Issue #18265, opened 2024-12-01
Preview: Inconsistent Behavior When Writing to Stdout While Reading From Stdin


CannibalVox:
### Windows Terminal version

1.22.3232.0

### Windows build number

10.0.19045.5131

### Other Software

WSL seems to work fine, but other hosted terminals have this issue. To be clear, this only happens with the preview version of WT. The stable version works fine.

### Steps to reproduce

Create any program that begins reading from stdin and then after reading has begun, write to stdout.  Here is an example program in golang:

```go
package main

import (
	"bufio"
	"fmt"
	"os"
	"os/signal"
	"syscall"
	"time"
)

func DoScan() {
	scanner := bufio.NewScanner(os.Stdin)
	scanner.Split(bufio.ScanRunes)

	for scanner.Scan() {
		fmt.Print(scanner.Text())
	}
}

func main() {

	go DoScan()
	time.Sleep(1)

	fmt.Print("Here is a prompt! >")

	sigs := make(chan os.Signal, 1)
	signal.Notify(sigs, syscall.SIGINT, syscall.SIGTERM)

	<-sigs
}
```

### Expected Behavior

I expected that my typed keys would appear after the caret of the prompt output.  That's what it does in the stable version of WT and that's what it does in WSL even in the preview version.

### Actual Behavior

My typed keys appear at the beginning of the line, overwriting the prompt.

carlos-zamora:
Thanks for filing! Though this worked on the stable version, we recommend against your scenario "reading from stdin and then after reading has begun, write to stdout". It's not something that can be guaranteed to work if you're using line buffered stdin (the default behavior; with the other modes being "unbuffered stdin" aka "raw mode").

We're also missing a real world use case. What's an application that's doing this today and is impacted by the change? With that, we can reconsider working on this.

As such, closing as not planned.

CannibalVox:
> We're also missing a real world use case. What's an application that's doing this today and is impacted by the change? With that, we can reconsider working on this.

It's literally just reading from stdin and writing to stdout.  You're saying that I need to stop reading from stdin every time I write to stdout on windows terminal?!?!

There are also issues in raw mode, not just line reading mode.  The cursor will do this funky thing where it jiggles back and forth when you echo characters to the terminal.

CannibalVox:
Like I feel like there's been a miscommunication here, because the go programming language doesn't even have the ability to cancel a read from stdin so what you are recommending isn't even possible on any application written in that language.

[...]

Issue #18081, opened 2024-10-19
overwritting text


phr34k:
### Windows Terminal version

1.22.2912.0

### Windows build number

10.0.22631.0

### Other Software

OpenSSH_for_Windows_9.5p1

### Steps to reproduce

You can repoduce this bug by opening an the preview version of Windows Terminal. I usually have default profile for pwsh, and once inside of terminal open up an ssh session to a remote windows computer with sshd configured. With the preview version of Windows Terminal, when you type something inside of the ssh session overwrites the text over the current folder i.e. `PS C:\Users\Somebody`. When switching back to the non-preview version of Windows Terminal and repeating the same steps everything works normally. 

### Expected Behavior

I expect the terminal not to overwrite to behave in a way it doesn't overwrite current folder i.e. `PS C:\Users\Somebody` part. Presently, it makes it really hard to execute any commands, especially because pwsh also doesn't support clearing the console buffer (some error about invalid cursor handle, I think this implies it's not using vt escape sequences or terminal is not translating these commands). 

### Actual Behavior

When you ssd into an windows machine and for example when you type the clear command, it displays on the screen as `clear\Users\Somebody>`. It doesn't matter what environment you sshd into cmd, powershell, pwsh all had the same problems of overwriting.

zadjii-msft:
@lhecker I'm putting this one on you to look at. Looks like there's something weird with openssh 9.5 and the new conpty

carlos-zamora:
Related to #18004

PR #18326, opened 2024-12-13
Reduce likelihood of races between stdout and cooked stdin reads

lhecker:
As explained in the comment on `_getViewportCursorPosition`, printing
to stdout after initiating a cooked stdin reads is a race condition
between the application and the terminal. But we can significantly
reduce the likelihood of this being obvious with this change.

Related to #18265
Possibly related to #18081

## Validation Steps Performed

Execute the following Go code and start typing:
```go
package main

import (
	"fmt"
	"time"
)

func main() {
	go func() {
		time.Sleep(50 * time.Millisecond)
		fmt.Printf("Here is a prompt! >")
	}()

	var text string
	fmt.Scanln(&text)
}
```

Without this change the prompt will disappear,
and with this change in place, it'll work as expected. ✅


DHowett (approved):
There's one COOKED_READ_DATA per read, right? We never have to consider invalidating this new member?

Thanks for doing this!

lhecker:
Yes exactly.

carlos-zamora (approved):
Nice work 😊

PR #18334, opened 2024-12-17
Remove dependencies on unstable MSVC/STL extensions,

YexuanXiao:
and fix non-standard compliant code

Fix some potential issues that may be exposed after upgrading the compiler and dependencies. For detailed explanations, see the comments.

### DIFF
--- a/src/host/VtIo.cpp
+++ b/src/host/VtIo.cpp
@@ -567,26 +567,18 @@ void VtIo::Writer::WriteUTF16(std::wstring_view str) const
 
     // C++23's resize_and_overwrite is too valuable to not use.
     // It reduce the CPU overhead by roughly half.
-#if !defined(__cpp_lib_string_resize_and_overwrite)
-#if defined(_MSVC_STL_UPDATE)
-    // NOTE: Throwing inside resize_and_overwrite invokes undefined behavior.
-    _io->_back._Resize_and_overwrite(totalUTF8Cap, [&](char* buf, const size_t) noexcept {
-        const auto len = WideCharToMultiByte(CP_UTF8, 0, str.data(), gsl::narrow_cast<int>(incomingUTF16Len), buf + existingUTF8Len, gsl::narrow_cast<int>(incomingUTF8Cap), nullptr, nullptr);
-        return existingUTF8Len + std::max(0, len);
-    });
-#else
-    auto& back = _io->_back;
-    back.resize(totalUTF8Cap);
-    const auto len = WideCharToMultiByte(CP_UTF8, 0, str.data(), gsl::narrow_cast<int>(incomingUTF16Len), back.data() + existingUTF8Len, gsl::narrow_cast<int>(incomingUTF8Cap), nullptr, nullptr);
-    back.resize(existingUTF8Len + std::max(0, len));
+#if !defined(__cpp_lib_string_resize_and_overwrite) && _MSVC_STL_UPDATE >= 202111L
+#define resize_and_overwrite _Resize_and_overwrite
+#elif !defined(__cpp_lib_string_resize_and_overwrite)
+#error "rely on resize_and_overwrite"
 #endif
-#else
     // NOTE: Throwing inside resize_and_overwrite invokes undefined behavior.
     _io->_back.resize_and_overwrite(totalUTF8Cap, [&](char* buf, const size_t) noexcept {
         const auto len = WideCharToMultiByte(CP_UTF8, 0, str.data(), gsl::narrow_cast<int>(incomingUTF16Len), buf + existingUTF8Len, gsl::narrow_cast<int>(incomingUTF8Cap), nullptr, nullptr);
         return existingUTF8Len + std::max(0, len);
     });
-#endif
+
+#undef resize_and_overwrite
 }
 
 // When DISABLE_NEWLINE_AUTO_RETURN is not set (Bad! Don't do it!) we'll do newline translation for you.
--- a/src/host/VtIo.cpp
+++ b/src/host/VtIo.cpp
@@ -567,17 +567,26 @@ void VtIo::Writer::WriteUTF16(std::wstring_view str) const
 
     // C++23's resize_and_overwrite is too valuable to not use.
     // It reduce the CPU overhead by roughly half.
-#if !defined(_HAS_CXX23) || !_HAS_CXX23
-#define resize_and_overwrite _Resize_and_overwrite
+#if !defined(__cpp_lib_string_resize_and_overwrite)
+#if defined(_MSVC_STL_UPDATE)
+    // NOTE: Throwing inside resize_and_overwrite invokes undefined behavior.
+    _io->_back._Resize_and_overwrite(totalUTF8Cap, [&](char* buf, const size_t) noexcept {
+        const auto len = WideCharToMultiByte(CP_UTF8, 0, str.data(), gsl::narrow_cast<int>(incomingUTF16Len), buf + existingUTF8Len, gsl::narrow_cast<int>(incomingUTF8Cap), nullptr, nullptr);
+        return existingUTF8Len + std::max(0, len);
+    });
+#else
+    auto& back = _io->_back;
+    back.resize(totalUTF8Cap);
+    const auto len = WideCharToMultiByte(CP_UTF8, 0, str.data(), gsl::narrow_cast<int>(incomingUTF16Len), back.data() + existingUTF8Len, gsl::narrow_cast<int>(incomingUTF8Cap), nullptr, nullptr);
+    back.resize(existingUTF8Len + std::max(0, len));
 #endif
-
+#else
     // NOTE: Throwing inside resize_and_overwrite invokes undefined behavior.
     _io->_back.resize_and_overwrite(totalUTF8Cap, [&](char* buf, const size_t) noexcept {
         const auto len = WideCharToMultiByte(CP_UTF8, 0, str.data(), gsl::narrow_cast<int>(incomingUTF16Len), buf + existingUTF8Len, gsl::narrow_cast<int>(incomingUTF8Cap), nullptr, nullptr);
         return existingUTF8Len + std::max(0, len);
     });
-
-#undef resize_and_overwrite
+#endif
 }
 
 // When DISABLE_NEWLINE_AUTO_RETURN is not set (Bad! Don't do it!) we'll do newline translation for you.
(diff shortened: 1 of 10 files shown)


src/host/VtIo.cpp
```diff
@@ -567,17 +567,26 @@ void VtIo::Writer::WriteUTF16(std::wstring_view str) const
 
     // C++23's resize_and_overwrite is too valuable to not use.
     // It reduce the CPU overhead by roughly half.
-#if !defined(_HAS_CXX23) || !_HAS_CXX23
-#define resize_and_overwrite _Resize_and_overwrite
+#if !defined(__cpp_lib_string_resize_and_overwrite)
```
YexuanXiao, line 570: Using feature test macros instead of MSVC private macros; this will no longer be necessary after upgrading to C++23.

src/inc/LibraryIncludes.h
```diff
@@ -65,8 +65,11 @@
 // GSL
 // Block GSL Multi Span include because it both has C++17 deprecated iterators
 // and uses the C-namespaced "max" which conflicts with Windows definitions.
-#include <gsl/gsl>
+#if __has_include(<gsl/gsl_util>)
```
YexuanXiao, line 68: GSL currently no longer has a header file called gsl_util but has utils.

src/renderer/atlas/AtlasEngine.api.cpp
```diff
@@ -7,6 +7,7 @@
 #include "Backend.h"
 #include "../../buffer/out/textBuffer.hpp"
 #include "../base/FontCache.h"
+#include <cassert>
```
YexuanXiao, line 10: Code using assert but did not include the hader cassert.

src/renderer/gdi/gdirenderer.hpp
```diff
@@ -165,7 +165,7 @@ namespace Microsoft::Console::Render
         // It's important the pool is first so it can be given to the others on construction.
         std::pmr::unsynchronized_pool_resource _pool;
         std::pmr::vector<std::pmr::wstring> _polyStrings;
-        std::pmr::vector<std::pmr::basic_string<int>> _polyWidths;
+        std::pmr::vector<std::pmr::basic_string<char32_t>> _polyWidths;
```
YexuanXiao, line 168: std::char_traits<int> is a non-standard extension of STL and may be removed. https://github.com/microsoft/STL/issues/4935

src/renderer/gdi/paint.cpp
```diff
@@ -419,7 +419,7 @@ bool GdiEngine::FontHasWesternScript(HDC hdc)
         pPolyTextLine->rcl.top = pPolyTextLine->y + topOffset;
         pPolyTextLine->rcl.right = pPolyTextLine->rcl.left + (til::CoordType)cchCharWidths;
         pPolyTextLine->rcl.bottom = pPolyTextLine->y + coordFontSize.height - bottomOffset;
-        pPolyTextLine->pdx = polyWidth.data();
+        pPolyTextLine->pdx = reinterpret_cast<int*>(polyWidth.data());
```
YexuanXiao, line 422: Cast char32_t* to int*, Win32 API requires this.

src/server/WaitBlock.h
```diff
@@ -42,10 +42,10 @@ class ConsoleWaitBlock
                      _In_ IWaitRoutine* const pWaiter);
 
     ConsoleWaitQueue* const _pProcessQueue;
-    std::_List_const_iterator<std::_List_val<std::_List_simple_types<ConsoleWaitBlock*>>> _itProcessQueue;
+    typename std::list<ConsoleWaitBlock*>::const_iterator _itProcessQueue;
```
YexuanXiao, line 45: Remove the use of unstable STL internal names.

src/terminal/adapter/SixelParser.hpp
```diff
@@ -104,7 +104,7 @@ namespace Microsoft::Console::VirtualTerminal
         size_t _colorsUsed = 0;
         size_t _colorsAvailable = 0;
         bool _colorTableChanged = false;
-        IndexedPixel _foregroundPixel = 0;
+        IndexedPixel _foregroundPixel = {};
```
YexuanXiao, line 107: The struct has two members, and allowing the use of = 0 initialization might be an MSVC extension or a bug.

src/types/colorTable.cpp
```diff
@@ -255,7 +255,7 @@ void Utils::InitializeVT340ColorTable(const std::span<COLORREF> table) noexcept
 // - table: a color table to be filled
 // Return Value:
 // - <none>
-constexpr void Utils::InitializeExtendedColorTable(const std::span<COLORREF> table, const bool monochrome) noexcept
+void Utils::InitializeExtendedColorTable(const std::span<COLORREF> table, const bool monochrome) noexcept
```
YexuanXiao, line 258: Removed the strange constexpr as it might cause the function definition to be discarded, leading to missing symbols.

src/inc/LibraryIncludes.h
```diff
@@ -65,9 +65,15 @@
...
 // Block GSL Multi Span include because it both has C++17 deprecated iterators
 // and uses the C-namespaced "max" which conflicts with Windows definitions.
-#include <gsl/gsl>
+#if __has_include(<gsl/gsl_util>)
 #include <gsl/gsl_util>
+#else
+#include <gsl/util>
+#endif
 #include <gsl/pointers>
+#if __has_include(<gsl/narrow>)
```
YexuanXiao, line 74: Part of gsl_util has been moved to narrow, add it.

src/host/VtIo.cpp
lhecker: I think the change towards `__cpp_lib_string_resize_and_overwrite`, but I don't believe the change away from `#define resize_and_overwrite _Resize_and_overwrite` is useful. It's just more code that needs to be read, understood, and eventuelly removed once we use C++23.

src/renderer/atlas/AtlasEngine.api.cpp
lhecker: But is that a problem? If this code ever breaks because STL fixes their includes, then can't we just fix our build once that happens? It's not a big deal in my opinion.

In either case though, I think this include belongs into the corresponding `pch.h` file.

src/renderer/gdi/paint.cpp
lhecker: As you probably know, `int` is not guaranteed to be 32 bit large. I think what we should try to do instead is simply use a vector:
```cpp
std::pmr::vector<std::pmr::vector<int>> _polyWidths;
```

Since the small vector optimization in the Microsoft STL is fairly bad anyway, I don't think there's any benefit in using it here. Any non-trivial amount of text will immediately exceed the small-vector size in a `std::basic_string`. It's also not beneficial given that we use a PMR pool too.

src/inc/LibraryIncludes.h
lhecker: FWIW my goal was to remove the GSL dependency entirely from the project in the near term, so this change may not be necessary since we aren't planning to update it either.

src/renderer/atlas/AtlasEngine.api.cpp
YexuanXiao: > But is that a problem? If this code ever breaks because STL fixes their includes, then can't we just fix our build once that happens? It's not a big deal in my opinion.
> 
> In either case though, I think this include belongs into the corresponding `pch.h` file.

It's really not a big deal, but I think it would be better to fix it.

src/host/VtIo.cpp
```diff
@@ -567,10 +567,11 @@ void VtIo::Writer::WriteUTF16(std::wstring_view str) const
 
     // C++23's resize_and_overwrite is too valuable to not use.
     // It reduce the CPU overhead by roughly half.
-#if !defined(_HAS_CXX23) || !_HAS_CXX23
+#if !defined(__cpp_lib_string_resize_and_overwrite) && _MSVC_STL_UPDATE >= 202111L
```
YexuanXiao, line 570: Using feature test macros instead of MSVC private macros; this will no longer be necessary after upgrading to C++23.

src/renderer/atlas/pch.h
```diff
@@ -13,6 +13,7 @@
 #include <span>
 #include <string_view>
 #include <vector>
+#include <cassert>
```
YexuanXiao, line 16: Code using assert but did not include the header cassert, rely on the unstable internal include relationship of STL. I think it would be better to fix it.

src/renderer/gdi/gdirenderer.hpp
```diff
@@ -165,7 +165,7 @@ namespace Microsoft::Console::Render
         // It's important the pool is first so it can be given to the others on construction.
         std::pmr::unsynchronized_pool_resource _pool;
         std::pmr::vector<std::pmr::wstring> _polyStrings;
-        std::pmr::vector<std::pmr::basic_string<int>> _polyWidths;
+        std::pmr::vector<std::pmr::vector<int>> _polyWidths;
```
YexuanXiao, line 168: Not used as string nor need the null terminator.

lhecker (approved):
Nice! Thank you for these fixes.

src/renderer/gdi/gdirenderer.hpp
christianparpart: I wonder why this line was changed with the title of this PR. IIRC, some developers use `std::basic_string<T>` for non-char types to express small arrays of type T in order to make use of SSO behaviour of std::basic_string<>. The null terminator is also only guaranteed to be present when `.c_str()` is invoked, if I'm not mistaken (please correct me otherwise :) )

YexuanXiao: `std::basic_string<int>` is actually `std::basic_string<int, std::char_traits<int>, std::allocator<int>>`. However, the standard doesn't allow `std::char_traits<int>`. STL supports it because of historical mistake. When CharType is `int32_t` or `char32_t`, the STL (as well as other standard library implementations) have a very small SSO capacity of 3, making it essentially pointless.

christianparpart: Nice. Thanks. 👍

src/terminal/adapter/SixelParser.hpp
DHowett: thanks. this also flagged in one of my recent Clang builds!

*EXERCISE AIM*.
Every line that contains the string "default" should be copied from the records.

*YOUR SOLUTION*.
Thanks for filing! Though this worked on the stable version, we recommend against your scenario "reading from stdin and then after reading has begun, write to stdout". It's not something that can be guaranteed to work if you're using line buffered stdin (the default behavior; with the other modes being "unbuffered stdin" aka "raw mode").
You can repoduce this bug by opening an the preview version of Windows Terminal. I usually have default profile for pwsh, and once inside of terminal open up an ssh session to a remote windows computer with sshd configured. With the preview version of Windows Terminal, when you type something inside of the ssh session overwrites the text over the current folder i.e. `PS C:\Users\Somebody`. When switching back to the non-preview version of Windows Terminal and repeating the same steps everything works normally. 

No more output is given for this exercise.